FAEA/implementation_plan.md

2.6 KiB

Phase 4: Deployment & Optimization Implementation Plan

Goal Description

Transition the system from a functional prototype to a scalable, production-ready extraction grid. This involves:

  1. Scaling: Configuring Docker Compose for high concurrency (5 Browsers, 20 Extractors).
  2. Resilience: Implementing persistent task queues and auto-recovery logic.
  3. Observability: Integrating Prometheus metrics for monitoring health and success rates.

User Review Required

Note

Monitoring: We will add prometheus and grafana containers to docker-compose.yml to support the metrics collected by src/core/monitoring.py. Task Loops: We will introduce a new entry point src/orchestrator/worker.py to act as the persistent long-running process consuming from Redis.

Proposed Changes

Infrastructure

[UPDATE] docker-compose.yml

  • Services:
    • camoufox: Scale to 5 replicas. Set shm_size: 2gb. Limit CPU/Mem.
    • extractor: Scale to 20 replicas.
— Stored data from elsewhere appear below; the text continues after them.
PR #1782, opened 2026-02-13
feat(multi-pools): updates positions to be integers instead of coordinates

BenTopping:

- Updates multi pool seed data, docs and testing references to use integer for positions

#### Additional notes
This comes from [a conversation here: ](https://github.com/sanger/traction-ui/pull/2596). Pools are group by numbers no coordinates.

### DIFF
--- a/db/migrate/20260213150155_modify_multi_pool_position_position_to_int.rb
+++ b/db/migrate/20260213150155_modify_multi_pool_position_position_to_int.rb
@@ -1,0 +1,5 @@
+class ModifyMultiPoolPositionPositionToInt < ActiveRecord::Migration[8.1]
+  def change
+    change_column :multi_pool_positions, :position, :integer
+  end
+end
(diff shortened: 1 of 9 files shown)


db/schema.rb
BenTopping, line 1: This is caused by rails 8.1 https://rubyonrails.org/2025/1/10/this-week-in-rails.

db/migrate/20260213150155_modify_multi_pool_position_position_to_int.rb
```diff
@@ -0,0 +1,5 @@
+class ModifyMultiPoolPositionPositionToInt < ActiveRecord::Migration[8.1]
+  def change
+    change_column :multi_pool_positions, :position, :integer
```
yoldas, line 3: note: This fixes the data type to integer (it could stay as string and converted in the code), but we can drive coordinates (A1 ... H12) from integers in case we need to use string positions in the UI.

yoldas (approved):

PR #1799, opened 2026-03-13
Y26-046 - Keep pacbio library requests and used_aliquot sources in sync

### LINKED ISSUE #1788: Y26-046 - As a developer (Ben) I would like to cleanup the relationship between pacbio requests and libraries
**Describe the Housekeeping**
Currently a pacbio_request can relate to the pacbio library in two ways:

1. Through used_aliquots. A pacbio library 'uses' a request aliquot so we can find the relationship between the two this way. A pacbio library should only ever have one used_aliquot and this is always a request currently.
2. Through pacbio_request_id attribute (Foreign key).

We should consolidate the two ways (remove pacbio_request_id) or add logic to ensure they are always kept in sync. An example of the issues/complexity this causes can be seen here https://github.com/sanger/traction-service/pull/1787.

If we decide to remove pacbio_request_id FK relationship we should add a script to ensure the used_aliquots and requests are in sync to ensure we don't break any data. We should also check this does not break any UI behaviour / logic.

BenTopping:
Closes #1788 

- Sets source in pacbio library used_aliquots during after_update hook.

This is the PR for the research story associated above. A brief explanation is available as a comment there.

### DIFF
--- a/app/models/pacbio/library.rb
+++ b/app/models/pacbio/library.rb
@@ -80,7 +80,10 @@ module Pacbio
           concentration: primary_aliquot.concentration,
           template_prep_kit_box_barcode: primary_aliquot.template_prep_kit_box_barcode,
           insert_size: primary_aliquot.insert_size,
-          tag: primary_aliquot.tag
+          tag: primary_aliquot.tag,
+          # If we change the request (e.g. sample swap) we also need to update the source of the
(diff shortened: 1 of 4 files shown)


StephenHulme (approved):
Nice linked explanation - thanks!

Limit resources.
    • prometheus: Add service for metrics collection.
    • grafana: Add service for visualization.
    • redis: Optimize config.

Core Tier (Orchestration & Monitoring)

[NEW] src/core/monitoring.py

  • Class: MetricsCollector
  • Metrics:
    • auth_attempts (Counter)
    • session_duration (Histogram)
    • extraction_throughput (Counter)

[NEW] src/orchestrator/worker.py

  • Class: TaskWorker
  • Features:
    • Infinite loop consuming tasks from Redis lists (BLPOP).
    • Dispatch logic: auth -> CamoufoxManager, extract -> CurlClient.
    • Integration with SessionRecoveryManager for handling failures.

[NEW] src/core/recovery.py

  • Class: SessionRecoveryManager
  • Features:
    • Handle cf_clearance_expired, ip_reputation_drop, etc.

Documentation

[UPDATE] README.md

  • Add "Production Usage" section.
  • Document how to scale and monitor.

Verification Plan

Automated Tests

  • Integration: Verify Worker picks up task from Redis.
  • Metrics: Verify /metrics endpoint is exposed and scraping.

Manual Verification

  • docker-compose up --scale camoufox=5 --scale extractor=20 to verify stability.
  • Check Grafana dashboard for metric data flow.